_The task_:
In this exercise, return each entry exactly as given.

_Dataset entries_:
*** Block opens ***

PR #11, opened 2023-12-08
[WIP] Vue draft

Gistbatch:
Vue.js based prototype for the TQEC UI


rryoung98:
Thanks @vtomole, 

First off, using a canvas is correct. I like how you added a circuit! I'm it'll be helpful later done the road for the local quantum circuits.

*** Block closes ***

_Task answer_:
PR #11, opened 2023-12-08
[WIP] Vue draft

Gistbatch:
Vue.js based prototype for the TQEC UI


rryoung98:
Thanks @vtomole, 

First off, using a canvas is correct. I like how you added a circuit! I'm it'll be helpful later done the road for the local quantum circuits.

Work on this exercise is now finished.